_Information shown_
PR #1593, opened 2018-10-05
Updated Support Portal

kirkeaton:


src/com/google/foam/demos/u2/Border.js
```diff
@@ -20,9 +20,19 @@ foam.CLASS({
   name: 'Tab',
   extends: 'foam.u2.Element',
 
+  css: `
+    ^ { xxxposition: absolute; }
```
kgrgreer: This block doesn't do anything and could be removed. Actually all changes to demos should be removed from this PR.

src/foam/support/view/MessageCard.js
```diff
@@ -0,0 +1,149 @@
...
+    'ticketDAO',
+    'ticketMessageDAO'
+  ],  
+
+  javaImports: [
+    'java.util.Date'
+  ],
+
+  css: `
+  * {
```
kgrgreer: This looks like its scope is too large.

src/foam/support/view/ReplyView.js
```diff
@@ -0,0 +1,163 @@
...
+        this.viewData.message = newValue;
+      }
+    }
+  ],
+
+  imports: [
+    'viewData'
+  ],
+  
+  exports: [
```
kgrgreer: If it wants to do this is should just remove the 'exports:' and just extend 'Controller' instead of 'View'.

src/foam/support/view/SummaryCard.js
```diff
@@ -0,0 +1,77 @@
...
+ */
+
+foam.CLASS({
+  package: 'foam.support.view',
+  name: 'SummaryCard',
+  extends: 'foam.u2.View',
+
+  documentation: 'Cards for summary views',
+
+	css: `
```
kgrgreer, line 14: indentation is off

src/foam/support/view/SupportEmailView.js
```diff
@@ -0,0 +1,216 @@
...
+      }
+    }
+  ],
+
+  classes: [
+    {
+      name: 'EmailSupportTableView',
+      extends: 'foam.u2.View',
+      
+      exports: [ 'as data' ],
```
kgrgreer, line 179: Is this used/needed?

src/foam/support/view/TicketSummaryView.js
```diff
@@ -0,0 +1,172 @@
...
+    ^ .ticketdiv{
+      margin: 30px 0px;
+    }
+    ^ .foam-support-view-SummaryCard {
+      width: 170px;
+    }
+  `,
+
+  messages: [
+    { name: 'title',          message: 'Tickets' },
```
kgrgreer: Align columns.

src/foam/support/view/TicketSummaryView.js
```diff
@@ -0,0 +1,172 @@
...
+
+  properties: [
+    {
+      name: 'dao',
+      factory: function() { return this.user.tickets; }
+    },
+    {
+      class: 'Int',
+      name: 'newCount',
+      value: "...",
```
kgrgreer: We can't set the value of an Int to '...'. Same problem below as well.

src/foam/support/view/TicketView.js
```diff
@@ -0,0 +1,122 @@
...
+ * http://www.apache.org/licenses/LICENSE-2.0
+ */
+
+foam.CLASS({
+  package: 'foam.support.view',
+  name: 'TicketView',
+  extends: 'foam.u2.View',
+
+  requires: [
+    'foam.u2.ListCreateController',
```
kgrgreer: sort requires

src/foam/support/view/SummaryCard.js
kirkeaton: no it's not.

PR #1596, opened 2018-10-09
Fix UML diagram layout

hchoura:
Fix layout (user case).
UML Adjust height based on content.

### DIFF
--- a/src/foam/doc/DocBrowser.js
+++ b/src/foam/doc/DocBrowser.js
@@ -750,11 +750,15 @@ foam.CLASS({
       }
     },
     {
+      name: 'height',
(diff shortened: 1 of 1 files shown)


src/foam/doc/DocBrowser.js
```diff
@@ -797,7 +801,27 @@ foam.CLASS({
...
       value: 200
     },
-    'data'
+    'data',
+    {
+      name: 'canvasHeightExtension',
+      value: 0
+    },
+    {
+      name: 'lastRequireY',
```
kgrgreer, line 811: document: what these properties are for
---
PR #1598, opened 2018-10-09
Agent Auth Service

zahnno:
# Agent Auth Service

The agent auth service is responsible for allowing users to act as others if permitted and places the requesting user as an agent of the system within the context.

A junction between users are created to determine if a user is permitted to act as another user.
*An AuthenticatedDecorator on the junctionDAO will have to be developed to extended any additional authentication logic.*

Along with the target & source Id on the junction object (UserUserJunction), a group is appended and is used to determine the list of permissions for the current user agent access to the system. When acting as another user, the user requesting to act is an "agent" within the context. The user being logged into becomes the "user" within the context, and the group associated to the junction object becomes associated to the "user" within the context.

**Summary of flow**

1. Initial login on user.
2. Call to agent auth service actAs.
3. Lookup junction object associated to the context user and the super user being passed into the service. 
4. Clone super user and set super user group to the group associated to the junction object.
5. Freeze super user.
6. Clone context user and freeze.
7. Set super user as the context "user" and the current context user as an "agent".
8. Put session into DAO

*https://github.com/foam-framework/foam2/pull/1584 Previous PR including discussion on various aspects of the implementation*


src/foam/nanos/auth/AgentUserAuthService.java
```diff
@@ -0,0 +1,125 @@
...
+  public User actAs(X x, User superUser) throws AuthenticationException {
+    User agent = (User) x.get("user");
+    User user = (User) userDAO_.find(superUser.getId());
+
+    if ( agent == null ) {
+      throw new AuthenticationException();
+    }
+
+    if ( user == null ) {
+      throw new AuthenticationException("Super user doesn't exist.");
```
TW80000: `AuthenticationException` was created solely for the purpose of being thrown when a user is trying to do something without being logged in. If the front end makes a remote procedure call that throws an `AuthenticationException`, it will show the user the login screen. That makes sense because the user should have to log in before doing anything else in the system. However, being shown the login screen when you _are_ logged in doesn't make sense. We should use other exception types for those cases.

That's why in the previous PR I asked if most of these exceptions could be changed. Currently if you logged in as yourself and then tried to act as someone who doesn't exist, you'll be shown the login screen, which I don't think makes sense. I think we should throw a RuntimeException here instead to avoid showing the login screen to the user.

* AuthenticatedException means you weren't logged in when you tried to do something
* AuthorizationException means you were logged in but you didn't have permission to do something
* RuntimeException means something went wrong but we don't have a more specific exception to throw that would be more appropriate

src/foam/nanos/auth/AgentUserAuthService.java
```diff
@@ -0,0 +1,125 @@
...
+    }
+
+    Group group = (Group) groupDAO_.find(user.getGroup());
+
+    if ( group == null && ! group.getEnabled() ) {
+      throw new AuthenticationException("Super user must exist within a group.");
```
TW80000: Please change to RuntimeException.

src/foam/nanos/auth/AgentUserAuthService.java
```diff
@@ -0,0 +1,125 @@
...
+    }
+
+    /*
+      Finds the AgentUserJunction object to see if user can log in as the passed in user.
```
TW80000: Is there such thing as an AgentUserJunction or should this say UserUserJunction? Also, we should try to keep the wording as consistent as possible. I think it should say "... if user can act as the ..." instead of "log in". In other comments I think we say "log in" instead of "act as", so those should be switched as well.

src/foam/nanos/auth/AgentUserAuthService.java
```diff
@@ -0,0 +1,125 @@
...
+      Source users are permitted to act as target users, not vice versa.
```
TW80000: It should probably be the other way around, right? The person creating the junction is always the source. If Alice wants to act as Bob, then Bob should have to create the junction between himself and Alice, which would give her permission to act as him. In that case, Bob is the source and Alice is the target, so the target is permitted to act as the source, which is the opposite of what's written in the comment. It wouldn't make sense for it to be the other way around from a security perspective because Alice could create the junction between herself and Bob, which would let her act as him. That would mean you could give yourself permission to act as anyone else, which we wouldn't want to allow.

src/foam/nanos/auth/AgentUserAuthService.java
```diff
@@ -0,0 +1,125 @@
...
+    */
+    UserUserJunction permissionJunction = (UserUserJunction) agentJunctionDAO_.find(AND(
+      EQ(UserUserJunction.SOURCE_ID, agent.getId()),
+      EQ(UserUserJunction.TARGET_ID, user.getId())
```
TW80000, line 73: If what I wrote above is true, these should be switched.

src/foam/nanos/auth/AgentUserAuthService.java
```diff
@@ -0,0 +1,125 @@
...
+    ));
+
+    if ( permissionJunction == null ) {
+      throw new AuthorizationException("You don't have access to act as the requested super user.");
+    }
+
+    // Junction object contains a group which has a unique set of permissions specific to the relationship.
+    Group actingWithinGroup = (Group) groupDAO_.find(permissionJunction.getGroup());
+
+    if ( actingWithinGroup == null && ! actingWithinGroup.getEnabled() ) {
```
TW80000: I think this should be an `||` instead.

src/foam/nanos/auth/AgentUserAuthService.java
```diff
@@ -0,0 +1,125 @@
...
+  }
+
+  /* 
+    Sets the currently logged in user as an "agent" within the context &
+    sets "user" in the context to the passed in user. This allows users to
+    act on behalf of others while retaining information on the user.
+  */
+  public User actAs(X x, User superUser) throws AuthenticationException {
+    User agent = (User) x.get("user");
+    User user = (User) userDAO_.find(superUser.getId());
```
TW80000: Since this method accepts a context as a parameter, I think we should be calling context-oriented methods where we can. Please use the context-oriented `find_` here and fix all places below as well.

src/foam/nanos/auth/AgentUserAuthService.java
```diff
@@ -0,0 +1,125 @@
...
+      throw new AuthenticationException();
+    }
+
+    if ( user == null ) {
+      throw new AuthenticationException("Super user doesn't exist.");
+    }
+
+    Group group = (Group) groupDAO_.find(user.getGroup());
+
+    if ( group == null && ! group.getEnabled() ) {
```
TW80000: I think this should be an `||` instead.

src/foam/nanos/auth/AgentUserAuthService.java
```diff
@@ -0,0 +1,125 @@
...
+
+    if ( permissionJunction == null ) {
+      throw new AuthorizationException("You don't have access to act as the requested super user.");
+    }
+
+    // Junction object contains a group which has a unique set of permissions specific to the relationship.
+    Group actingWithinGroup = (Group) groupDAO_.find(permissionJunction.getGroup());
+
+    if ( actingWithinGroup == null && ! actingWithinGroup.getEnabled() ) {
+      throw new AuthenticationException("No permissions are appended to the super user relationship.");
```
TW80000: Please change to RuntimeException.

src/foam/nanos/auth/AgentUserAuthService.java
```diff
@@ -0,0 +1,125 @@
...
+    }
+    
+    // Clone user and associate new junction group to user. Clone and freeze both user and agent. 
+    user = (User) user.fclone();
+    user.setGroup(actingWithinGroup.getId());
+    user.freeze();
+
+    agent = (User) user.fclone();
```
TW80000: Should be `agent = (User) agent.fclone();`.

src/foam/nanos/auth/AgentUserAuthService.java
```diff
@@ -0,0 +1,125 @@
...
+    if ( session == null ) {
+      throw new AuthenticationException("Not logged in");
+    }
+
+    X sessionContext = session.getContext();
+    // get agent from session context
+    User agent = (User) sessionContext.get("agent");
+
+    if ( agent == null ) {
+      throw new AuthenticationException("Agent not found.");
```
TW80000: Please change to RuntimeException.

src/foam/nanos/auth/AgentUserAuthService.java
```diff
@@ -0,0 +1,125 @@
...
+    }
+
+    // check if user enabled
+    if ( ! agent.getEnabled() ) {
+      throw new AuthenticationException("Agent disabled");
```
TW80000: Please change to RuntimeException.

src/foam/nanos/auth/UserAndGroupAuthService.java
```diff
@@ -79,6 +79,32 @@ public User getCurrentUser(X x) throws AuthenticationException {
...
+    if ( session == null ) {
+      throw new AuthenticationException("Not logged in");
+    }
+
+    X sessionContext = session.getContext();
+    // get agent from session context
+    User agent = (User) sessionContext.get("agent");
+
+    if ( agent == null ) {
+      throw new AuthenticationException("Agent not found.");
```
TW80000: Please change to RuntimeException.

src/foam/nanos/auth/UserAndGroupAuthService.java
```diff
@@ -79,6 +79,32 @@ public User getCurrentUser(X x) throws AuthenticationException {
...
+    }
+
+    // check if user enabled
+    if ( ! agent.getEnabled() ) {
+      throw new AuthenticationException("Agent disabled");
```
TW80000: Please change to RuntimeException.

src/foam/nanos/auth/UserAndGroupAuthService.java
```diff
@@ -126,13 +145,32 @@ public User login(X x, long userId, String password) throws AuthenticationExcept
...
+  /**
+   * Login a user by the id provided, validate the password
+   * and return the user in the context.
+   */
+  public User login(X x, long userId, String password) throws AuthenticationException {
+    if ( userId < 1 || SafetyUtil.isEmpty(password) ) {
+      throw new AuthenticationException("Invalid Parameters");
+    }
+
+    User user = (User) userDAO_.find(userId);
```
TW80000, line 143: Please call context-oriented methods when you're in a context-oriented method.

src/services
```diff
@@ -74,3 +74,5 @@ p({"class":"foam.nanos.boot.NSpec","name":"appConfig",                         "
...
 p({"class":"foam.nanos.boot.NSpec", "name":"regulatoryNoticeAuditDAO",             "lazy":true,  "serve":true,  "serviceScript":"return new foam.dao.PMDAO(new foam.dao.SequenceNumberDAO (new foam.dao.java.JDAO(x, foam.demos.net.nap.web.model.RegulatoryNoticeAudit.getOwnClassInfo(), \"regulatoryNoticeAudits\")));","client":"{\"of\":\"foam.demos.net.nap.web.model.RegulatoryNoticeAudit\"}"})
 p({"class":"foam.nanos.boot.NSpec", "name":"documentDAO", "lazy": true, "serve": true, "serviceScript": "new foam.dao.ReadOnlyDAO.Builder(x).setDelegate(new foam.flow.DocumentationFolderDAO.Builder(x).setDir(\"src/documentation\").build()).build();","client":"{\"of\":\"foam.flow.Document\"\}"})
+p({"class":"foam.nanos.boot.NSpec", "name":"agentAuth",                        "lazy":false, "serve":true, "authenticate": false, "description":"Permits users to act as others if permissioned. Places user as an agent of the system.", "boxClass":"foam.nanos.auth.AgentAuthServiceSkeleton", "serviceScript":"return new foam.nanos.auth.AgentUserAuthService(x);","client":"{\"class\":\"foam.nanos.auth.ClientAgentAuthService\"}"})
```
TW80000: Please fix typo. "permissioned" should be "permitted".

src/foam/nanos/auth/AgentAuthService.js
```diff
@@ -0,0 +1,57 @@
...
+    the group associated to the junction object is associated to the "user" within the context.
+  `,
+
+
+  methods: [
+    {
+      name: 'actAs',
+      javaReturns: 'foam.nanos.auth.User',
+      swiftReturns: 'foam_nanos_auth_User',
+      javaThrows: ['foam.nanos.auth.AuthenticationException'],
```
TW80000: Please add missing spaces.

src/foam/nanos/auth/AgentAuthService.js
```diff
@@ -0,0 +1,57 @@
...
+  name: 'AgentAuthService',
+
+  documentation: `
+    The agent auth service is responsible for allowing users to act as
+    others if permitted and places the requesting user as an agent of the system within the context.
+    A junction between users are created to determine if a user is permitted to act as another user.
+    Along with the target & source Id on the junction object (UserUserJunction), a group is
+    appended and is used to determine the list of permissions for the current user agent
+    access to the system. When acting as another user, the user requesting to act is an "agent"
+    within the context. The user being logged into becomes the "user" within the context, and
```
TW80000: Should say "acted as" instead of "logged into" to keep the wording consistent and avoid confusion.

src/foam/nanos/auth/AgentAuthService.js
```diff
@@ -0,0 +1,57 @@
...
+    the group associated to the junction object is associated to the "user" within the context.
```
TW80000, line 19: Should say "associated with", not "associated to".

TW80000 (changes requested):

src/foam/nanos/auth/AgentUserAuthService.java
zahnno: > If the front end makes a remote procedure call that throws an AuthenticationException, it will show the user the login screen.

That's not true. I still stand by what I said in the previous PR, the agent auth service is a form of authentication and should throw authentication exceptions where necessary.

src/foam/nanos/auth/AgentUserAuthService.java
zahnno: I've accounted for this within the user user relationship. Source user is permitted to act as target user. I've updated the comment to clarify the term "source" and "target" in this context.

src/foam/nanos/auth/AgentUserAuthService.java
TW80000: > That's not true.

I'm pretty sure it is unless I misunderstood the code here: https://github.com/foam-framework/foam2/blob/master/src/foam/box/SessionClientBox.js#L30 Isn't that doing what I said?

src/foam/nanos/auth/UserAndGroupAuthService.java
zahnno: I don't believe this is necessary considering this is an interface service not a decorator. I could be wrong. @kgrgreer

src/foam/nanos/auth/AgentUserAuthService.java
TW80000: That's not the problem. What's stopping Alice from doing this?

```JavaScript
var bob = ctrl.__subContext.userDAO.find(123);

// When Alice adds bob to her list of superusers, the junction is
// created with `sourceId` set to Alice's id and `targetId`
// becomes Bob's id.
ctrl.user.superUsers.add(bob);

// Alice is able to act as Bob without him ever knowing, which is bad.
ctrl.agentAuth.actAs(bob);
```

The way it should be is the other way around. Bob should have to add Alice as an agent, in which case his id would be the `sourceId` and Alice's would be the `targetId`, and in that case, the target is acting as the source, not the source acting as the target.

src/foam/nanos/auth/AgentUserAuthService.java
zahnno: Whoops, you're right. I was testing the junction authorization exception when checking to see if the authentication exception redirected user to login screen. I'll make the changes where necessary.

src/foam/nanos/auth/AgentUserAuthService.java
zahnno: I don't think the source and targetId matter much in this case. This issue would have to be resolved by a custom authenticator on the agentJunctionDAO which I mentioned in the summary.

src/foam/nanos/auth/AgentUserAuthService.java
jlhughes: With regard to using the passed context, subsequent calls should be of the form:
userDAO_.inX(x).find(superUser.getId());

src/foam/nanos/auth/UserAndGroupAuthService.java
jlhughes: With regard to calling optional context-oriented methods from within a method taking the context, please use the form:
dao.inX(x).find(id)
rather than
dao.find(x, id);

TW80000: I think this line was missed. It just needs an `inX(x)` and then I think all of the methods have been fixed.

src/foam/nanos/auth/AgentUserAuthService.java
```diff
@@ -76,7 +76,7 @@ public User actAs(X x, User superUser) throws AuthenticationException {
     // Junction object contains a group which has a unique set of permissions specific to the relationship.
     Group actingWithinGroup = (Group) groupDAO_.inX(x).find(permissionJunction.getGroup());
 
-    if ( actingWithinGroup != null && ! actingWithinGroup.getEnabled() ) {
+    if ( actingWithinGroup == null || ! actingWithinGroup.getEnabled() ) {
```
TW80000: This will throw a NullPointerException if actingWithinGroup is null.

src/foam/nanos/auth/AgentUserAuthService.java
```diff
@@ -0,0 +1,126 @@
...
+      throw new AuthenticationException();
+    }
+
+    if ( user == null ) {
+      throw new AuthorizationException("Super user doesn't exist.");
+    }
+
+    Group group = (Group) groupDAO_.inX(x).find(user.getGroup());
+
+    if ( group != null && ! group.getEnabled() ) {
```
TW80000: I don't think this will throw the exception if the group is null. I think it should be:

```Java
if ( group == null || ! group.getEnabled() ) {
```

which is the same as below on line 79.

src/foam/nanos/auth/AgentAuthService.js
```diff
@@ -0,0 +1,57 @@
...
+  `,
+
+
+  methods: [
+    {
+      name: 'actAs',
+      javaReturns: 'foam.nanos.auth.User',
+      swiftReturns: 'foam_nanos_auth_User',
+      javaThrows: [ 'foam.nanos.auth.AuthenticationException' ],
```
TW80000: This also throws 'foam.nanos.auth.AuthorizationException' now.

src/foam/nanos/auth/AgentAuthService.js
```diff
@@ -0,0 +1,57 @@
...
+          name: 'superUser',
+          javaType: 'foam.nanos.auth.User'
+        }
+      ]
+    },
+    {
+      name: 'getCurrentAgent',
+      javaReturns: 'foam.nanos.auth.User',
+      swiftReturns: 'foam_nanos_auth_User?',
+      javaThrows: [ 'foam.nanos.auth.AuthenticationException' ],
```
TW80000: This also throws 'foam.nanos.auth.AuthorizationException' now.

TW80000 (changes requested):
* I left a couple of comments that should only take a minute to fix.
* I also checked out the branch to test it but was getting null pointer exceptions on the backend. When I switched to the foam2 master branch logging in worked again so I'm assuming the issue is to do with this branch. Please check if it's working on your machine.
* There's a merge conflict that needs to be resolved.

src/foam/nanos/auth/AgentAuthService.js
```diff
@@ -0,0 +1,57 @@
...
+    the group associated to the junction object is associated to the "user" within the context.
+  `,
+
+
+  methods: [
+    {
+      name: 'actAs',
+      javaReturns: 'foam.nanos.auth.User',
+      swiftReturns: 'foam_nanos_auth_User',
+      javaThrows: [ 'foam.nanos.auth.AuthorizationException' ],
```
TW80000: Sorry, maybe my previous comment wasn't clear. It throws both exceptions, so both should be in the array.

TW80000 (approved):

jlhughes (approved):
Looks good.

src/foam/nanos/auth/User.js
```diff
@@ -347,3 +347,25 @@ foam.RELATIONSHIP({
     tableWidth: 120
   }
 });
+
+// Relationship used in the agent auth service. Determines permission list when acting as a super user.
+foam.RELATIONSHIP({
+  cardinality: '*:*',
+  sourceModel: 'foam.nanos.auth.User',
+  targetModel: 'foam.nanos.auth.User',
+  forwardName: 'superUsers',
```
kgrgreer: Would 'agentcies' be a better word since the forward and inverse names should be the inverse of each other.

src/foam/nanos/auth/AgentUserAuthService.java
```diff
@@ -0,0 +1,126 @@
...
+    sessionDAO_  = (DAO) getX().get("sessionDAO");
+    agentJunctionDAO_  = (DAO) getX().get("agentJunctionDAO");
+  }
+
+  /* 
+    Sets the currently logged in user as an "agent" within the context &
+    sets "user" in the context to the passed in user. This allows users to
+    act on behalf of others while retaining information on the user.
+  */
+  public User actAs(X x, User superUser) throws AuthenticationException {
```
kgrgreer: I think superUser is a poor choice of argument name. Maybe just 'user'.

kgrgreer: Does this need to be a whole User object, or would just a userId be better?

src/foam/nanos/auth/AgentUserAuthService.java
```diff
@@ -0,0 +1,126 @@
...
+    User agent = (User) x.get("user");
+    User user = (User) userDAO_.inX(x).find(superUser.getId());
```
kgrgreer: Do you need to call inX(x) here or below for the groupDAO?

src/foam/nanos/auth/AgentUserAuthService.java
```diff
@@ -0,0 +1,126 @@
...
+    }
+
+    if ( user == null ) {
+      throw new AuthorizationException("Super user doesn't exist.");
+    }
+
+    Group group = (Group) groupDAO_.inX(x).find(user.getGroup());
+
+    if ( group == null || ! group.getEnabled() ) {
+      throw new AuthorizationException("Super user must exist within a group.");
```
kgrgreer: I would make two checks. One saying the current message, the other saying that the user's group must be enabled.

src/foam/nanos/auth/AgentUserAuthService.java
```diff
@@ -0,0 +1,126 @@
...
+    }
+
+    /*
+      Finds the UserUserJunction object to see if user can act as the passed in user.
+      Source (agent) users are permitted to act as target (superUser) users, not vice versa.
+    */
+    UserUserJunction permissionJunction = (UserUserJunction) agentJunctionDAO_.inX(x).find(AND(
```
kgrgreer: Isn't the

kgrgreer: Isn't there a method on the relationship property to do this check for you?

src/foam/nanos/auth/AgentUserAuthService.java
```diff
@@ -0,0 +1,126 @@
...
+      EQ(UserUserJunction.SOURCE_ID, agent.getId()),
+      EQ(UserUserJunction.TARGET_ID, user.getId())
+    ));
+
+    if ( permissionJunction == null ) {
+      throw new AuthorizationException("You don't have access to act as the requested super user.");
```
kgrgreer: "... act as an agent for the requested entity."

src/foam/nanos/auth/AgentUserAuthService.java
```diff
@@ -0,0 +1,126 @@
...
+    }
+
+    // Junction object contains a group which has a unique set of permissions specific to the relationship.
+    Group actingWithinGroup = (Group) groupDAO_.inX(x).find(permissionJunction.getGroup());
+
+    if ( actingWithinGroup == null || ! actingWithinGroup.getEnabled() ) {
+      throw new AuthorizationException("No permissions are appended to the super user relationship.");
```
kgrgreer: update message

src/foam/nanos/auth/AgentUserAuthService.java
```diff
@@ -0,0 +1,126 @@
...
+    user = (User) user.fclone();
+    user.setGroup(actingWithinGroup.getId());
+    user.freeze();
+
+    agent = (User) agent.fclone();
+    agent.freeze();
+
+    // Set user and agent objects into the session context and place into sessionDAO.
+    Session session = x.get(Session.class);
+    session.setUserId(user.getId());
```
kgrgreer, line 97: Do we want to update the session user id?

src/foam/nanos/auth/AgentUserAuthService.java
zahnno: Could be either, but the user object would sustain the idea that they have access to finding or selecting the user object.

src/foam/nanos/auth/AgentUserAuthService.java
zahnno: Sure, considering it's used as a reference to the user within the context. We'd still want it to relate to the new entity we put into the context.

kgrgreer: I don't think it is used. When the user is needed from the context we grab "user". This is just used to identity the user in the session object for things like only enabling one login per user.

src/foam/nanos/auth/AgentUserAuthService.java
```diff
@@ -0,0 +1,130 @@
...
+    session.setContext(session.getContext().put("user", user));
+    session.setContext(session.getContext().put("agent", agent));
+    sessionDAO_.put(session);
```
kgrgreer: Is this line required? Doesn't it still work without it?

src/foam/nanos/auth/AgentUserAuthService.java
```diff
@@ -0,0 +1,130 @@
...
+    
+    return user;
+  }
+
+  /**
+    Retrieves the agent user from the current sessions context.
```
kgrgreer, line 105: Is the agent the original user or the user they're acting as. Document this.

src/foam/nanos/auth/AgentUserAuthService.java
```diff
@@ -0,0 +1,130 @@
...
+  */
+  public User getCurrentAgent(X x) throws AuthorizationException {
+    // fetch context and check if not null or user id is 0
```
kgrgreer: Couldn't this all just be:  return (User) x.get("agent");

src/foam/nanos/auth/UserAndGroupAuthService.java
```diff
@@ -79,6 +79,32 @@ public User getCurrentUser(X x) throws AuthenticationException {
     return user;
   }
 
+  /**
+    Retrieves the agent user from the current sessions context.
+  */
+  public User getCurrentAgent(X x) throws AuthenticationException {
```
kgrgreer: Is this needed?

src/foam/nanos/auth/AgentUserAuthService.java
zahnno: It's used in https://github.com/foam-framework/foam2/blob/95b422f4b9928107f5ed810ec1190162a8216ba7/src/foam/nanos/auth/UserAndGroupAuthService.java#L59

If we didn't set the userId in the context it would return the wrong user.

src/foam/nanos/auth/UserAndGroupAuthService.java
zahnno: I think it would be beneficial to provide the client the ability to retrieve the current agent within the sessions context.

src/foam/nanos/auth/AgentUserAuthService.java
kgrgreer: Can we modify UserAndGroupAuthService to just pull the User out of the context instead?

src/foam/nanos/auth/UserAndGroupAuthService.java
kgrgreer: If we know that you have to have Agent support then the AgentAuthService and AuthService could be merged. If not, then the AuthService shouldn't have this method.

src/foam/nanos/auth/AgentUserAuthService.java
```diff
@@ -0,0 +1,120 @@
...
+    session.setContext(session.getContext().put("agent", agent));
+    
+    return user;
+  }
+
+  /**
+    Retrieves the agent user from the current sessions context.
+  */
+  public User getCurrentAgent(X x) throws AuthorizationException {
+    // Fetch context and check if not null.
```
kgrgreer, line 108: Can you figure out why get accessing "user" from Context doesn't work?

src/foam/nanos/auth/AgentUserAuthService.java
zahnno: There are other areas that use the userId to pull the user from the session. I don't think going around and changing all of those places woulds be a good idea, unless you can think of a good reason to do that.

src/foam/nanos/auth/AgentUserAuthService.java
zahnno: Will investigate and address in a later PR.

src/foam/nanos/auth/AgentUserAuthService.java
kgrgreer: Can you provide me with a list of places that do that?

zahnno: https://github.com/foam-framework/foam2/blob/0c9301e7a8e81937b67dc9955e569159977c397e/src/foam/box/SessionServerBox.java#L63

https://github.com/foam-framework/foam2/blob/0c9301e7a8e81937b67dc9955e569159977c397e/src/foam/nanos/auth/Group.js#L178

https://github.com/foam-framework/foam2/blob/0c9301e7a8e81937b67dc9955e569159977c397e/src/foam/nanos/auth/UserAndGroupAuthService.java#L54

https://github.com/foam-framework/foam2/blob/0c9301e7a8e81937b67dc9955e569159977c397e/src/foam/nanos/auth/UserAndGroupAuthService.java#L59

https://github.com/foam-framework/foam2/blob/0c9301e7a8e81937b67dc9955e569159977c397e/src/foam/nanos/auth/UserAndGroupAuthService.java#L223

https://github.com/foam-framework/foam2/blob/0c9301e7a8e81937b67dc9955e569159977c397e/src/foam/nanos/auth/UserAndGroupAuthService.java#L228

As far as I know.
---
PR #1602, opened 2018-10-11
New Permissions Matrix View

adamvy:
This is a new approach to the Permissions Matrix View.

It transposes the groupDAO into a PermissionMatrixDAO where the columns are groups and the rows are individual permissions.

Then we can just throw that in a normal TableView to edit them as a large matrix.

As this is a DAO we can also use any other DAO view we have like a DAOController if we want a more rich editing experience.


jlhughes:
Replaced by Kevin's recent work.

_Task to complete_
Copy each line holding the word "javaThrows" from the listing above.

_Finished exercise_
+      javaThrows: ['foam.nanos.auth.AuthenticationException'],
+      javaThrows: [ 'foam.nanos.auth.AuthenticationException' ],
+      javaThrows: [ 'foam.nanos.auth.AuthenticationException' ],
+      javaThrows: [ 'foam.nanos.auth.AuthorizationException' ],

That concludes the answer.